• Exercise brief: Pick out the lines below with "make" and list them.

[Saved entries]
PR #1145, opened 2021-02-04
Fix command line interface for math_brute_force

mantognini:
See https://github.com/KhronosGroup/OpenCL-CTS/pull/1127#issuecomment-770778474 and commit message for further details.

### DIFF
--- a/test_conformance/math_brute_force/main.cpp
+++ b/test_conformance/math_brute_force/main.cpp
@@ -140,7 +140,8 @@ int doTest(const char *name)
         const Func *const temp_func = functionList + i;
         if (strcmp(temp_func->name, name) == 0)
         {
-            if (i < gStartTestNumber || i > gEndTestNumber)
+            if ((gStartTestNumber != -1 && i < gStartTestNumber)
+                || i > gEndTestNumber)
             {
                 vlog("Skipping function #%d\n", i);
                 return 0;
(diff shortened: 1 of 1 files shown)


test_conformance/math_brute_force/main.cpp
```diff
@@ -140,7 +140,8 @@ int doTest(const char *name)
         const Func *const temp_func = functionList + i;
         if (strcmp(temp_func->name, name) == 0)
         {
-            if (i < gStartTestNumber || i > gEndTestNumber)
+            if ((gStartTestNumber != -1 && i < gStartTestNumber)
```
nikhiljnv, line 143: Would it make more sense to track updates to gStartTestNumber and gEndTestNumber via separate flags instead of relying on the initialized values of these variables?

nikhiljnv: LGTM apart from a small comment which may make parsing a little cleaner.

mantognini: This is really just a quick fixup. I do however agree the whole thing could do with a proper cleanup - I mean, those globals and so on are making the code hard to reason about. A proper framework to parse command line options would definitely help too. And the command line interface itself is also non-intuitive: While this is consistent with the documented usage (`-h`), `./math_brute_force 0 0` runs the first test when one might expect it runs no test... This would require a wider discussion, I suppose.

nikhiljnv (approved):
LGTM.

• Written answer:
nikhiljnv, line 143: Would it make more sense to track updates to gStartTestNumber and gEndTestNumber via separate flags instead of relying on the initialized values of these variables?
nikhiljnv: LGTM apart from a small comment which may make parsing a little cleaner.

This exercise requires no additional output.